PR #331, opened 2023-08-20
AA-176: Add ERC-165 "supportsInterface" to the EntryPoint

forshtat:
Note: due to 'StakeManager', 'NonceManager' being 'abstract' and only parts of the EntryPoint, and due to IEntryPoint inheriting from all interfaces, the implementation looks a little weird.

I think this this is fine, though.


contracts/interfaces/IEntryPoint.sol
```diff
@@ -9,12 +9,15 @@ pragma solidity ^0.8.12;
...
+// we also require '@gnosis.pm/safe-contracts' and both libraries have 'IERC165.sol', leading to conflicts
+import "@openzeppelin/contracts/utils/introspection/ERC165.sol" as OpenZeppelin;
+
 import "./UserOperation.sol";
 import "./IStakeManager.sol";
 import "./IAggregator.sol";
 import "./INonceManager.sol";
 
-interface IEntryPoint is IStakeManager, INonceManager {
+interface IEntryPoint is IStakeManager, INonceManager, OpenZeppelin.IERC165 {
```
drortirosh: why should the IEntryPoint inherit from ERC165 ? (you later manually remove it, so maybe it should not be in the interface itself...

reports/gas-checker.txt
```diff
@@ -4,36 +4,36 @@
...
+║ gas estimate "big tx 5k" │ 125248 ║
 ╚══════════════════════════╧════════╝
 
 ╔════════════════════════════════╤═══════╤═══════════════╤════════════════╤═════════════════════╗
 ║ handleOps description          │ count │ total gasUsed │ per UserOp gas │ per UserOp overhead ║
 ║                                │       │               │     (delta for │        (compared to ║
 ║                                │       │               │    one UserOp) │     account.exec()) ║
 ╟────────────────────────────────┼───────┼───────────────┼────────────────┼─────────────────────╢
-║ simple                         │     1 │         81899 │                │                     ║
+║ simple                         │     1 │         81943 │                │                     ║
```
drortirosh, line 15: cost 40 per op? 250 per 10 ?

test/entrypoint.test.ts
```diff
@@ -1362,4 +1367,42 @@ describe('EntryPoint', function () {
       })
     })
   })
+
+  describe('ERC-165', function () {
+    it('should return true for EntryPoint interface IDs', async function () {
+      const epInterface = IEntryPoint__factory.createInterface()
```
drortirosh: I miss a sample for: how a bundler can check the current entryPoint adddress it has is OK ?

test/entrypoint.test.ts
```diff
@@ -1362,4 +1367,42 @@ describe('EntryPoint', function () {
...
+          'simulateHandleOp'
+        ].includes(it.name))
+      ])
+      const epInterfaceID = getERC165InterfaceID([...epInterface.fragments])
+      const smInterfaceID = getERC165InterfaceID([...smInterface.fragments])
+      const nmInterfaceID = getERC165InterfaceID([...nmInterface.fragments])
+      const res1 = await entryPoint.supportsInterface(epInterfaceID)
+      const res2 = await entryPoint.supportsInterface(smInterfaceID)
+      const res3 = await entryPoint.supportsInterface(nmInterfaceID)
+      const res4 = await entryPoint.supportsInterface(epPureInterfaceID)
```
drortirosh: better:

expect(await entryPoint.supoprtsInterface). to.be.true

contracts/interfaces/IEntryPoint.sol
drortirosh: actually, maybe its good, so a bundler can work only with IEntryPoint, not with EntryPoint contract itself.

contracts/core/EntryPoint.sol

__Problem__
Please go through the listing and return each line that has "maybe" in it.

__Solution to the exercise__
drortirosh: why should the IEntryPoint inherit from ERC165 ? (you later manually remove it, so maybe it should not be in the interface itself...
drortirosh: actually, maybe its good, so a bundler can work only with IEntryPoint, not with EntryPoint contract itself.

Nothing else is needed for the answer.